In fact, it was the less glorious ships of less technological achievement that formed more than half of the British fleet which fed the industries of the Empire.
Tramp shipping formed the largest part of the British mercantile marine up to the Great War with 462 companies owning 55% of the fleet. The Industrial Revolution determined the areas in which British tramp operators developed in close connection with deep-sea export coal trade: The Northeast ports and Wales became the main hubs of British tramp-operators in combination with those of the Clyde in Scotland who were traditionally connected with the trading worldwide networks of the Scottish merchants.
In 1910 the shipping companies of the Northeast ports, namely Newcastle, Sunderland, Hartlepool, Middlesbrough, Whitby, Scarborough and Hull handled almost one third of British tramp shipping tonnage.36 Some of the most powerful British shipping families came from this area: the Furnesses, Turnballs, Ropners and Runcimans. The next most dynamic group in tramp shipping were Scottish tramp operators who handled 18% of British tramp shipping in 1910. Some of the best known Scottish tramp shipowning families were the Burrells and the Hoggarths. Wales also emerged as a generator of tramp companies. Wales drew human capital from the West Country as well and shipping companies established in Wales operated 9% of the British tramp fleet in 1910. With Cardiff
as the central port, tramp shipping thrived in the Welsh ports from Chester to Llanelli.37 The best known Cardiff tramp operators were the Hains, Morells, Tatems and Corys. London and Liverpool drew branch offices from almost all these tramp operators and both cities handled 42% of the British tramp fleet in 1910.

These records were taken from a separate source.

PR #5556, opened 2026-07-29
feat: share meeting and Live View snapshots to connected apps

louis030195:
## Why

Meeting notes and Live Views should be easy to act on without turning “share” into an invisible AI or automation side effect. This adds one review-first surface that uses the user’s existing Screenpipe connections and makes the final write explicit.

## How it works

1. **Send** opens a frozen, editable snapshot. Opening it does not run AI or write anywhere.
2. **Slack** (and a direct Linear connection) sends only after the user chooses the exact destination and presses the named final button.
3. **Linear or Notion through MCP** uses **Prepare in Chat**. This only fills an editable Chat draft (`autoSend: false`); Chat does not run until the user submits it, and the prompt requires confirmation of the team/title or parent/database before creation.
4. If nothing is connected, the review shows Slack, Linear, and Notion cards that open the exact connection setup. Clipboard remains available immediately.

## What changed

- adds **Send** to saved meeting notes and populated Live Views
- separates `direct · no AI` destinations from `with Chat · AI-assisted` destinations
- adds exact Slack workspace/channel selection with personal messages as the safe default
- adds direct Linear team/title review when a direct connector is available
- sends current MCP Linear and Notion connections through an explicit Chat draft
- lets Live View users include or exclude individual populated Blocks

Table 2 indicates the evident importance of tankers and the non-existence of independent tanker owners; one of the great failures of British tramp owners was that they did not enter the tanker business. The main big tanker owners remain the petroleum companies like the Anglo-American Oil Co in 1910, British Tanker Co and Anglo-Saxon Petroleum in 1939 and British Petroleum in the post-World War II period. The new structure in the organisation of tramp/bulk shipping, were the management companies under which one finds some of the traditional British tramp owners. Denholm Management is a good example of a management company. In 1970 it managed 38 ships for 17 shipping companies including Turnbull Scott Shipping.38
Contrary to the beliefs that want family capitalism to belong only to the Mediterranean, family prevailed in both the British liner and tramp maritime business. Big liner companies might have been joint-stock companies, but ownership was usually spread among a select circle of family and friends;
families like the Cayzers, Ellermans, Brocklebanks, Holts, Furnesses and Swires retained their command over major British lines.39 The case was stronger in British tramp companies, that were family-owned companies that kept ownership and management of the companies and used intermarriages to expand and keep the business within closed circles. From the most prominent ones like the Runcimans, the Turnbulls, the Ropners, to the medium and smaller ones, kept business in the family for several generations. One of the great handicaps of British shipping, however, has been the loss of the importance of the regional dimension of maritime Britain; regions and ports that reproduced shipping entrepreneurship.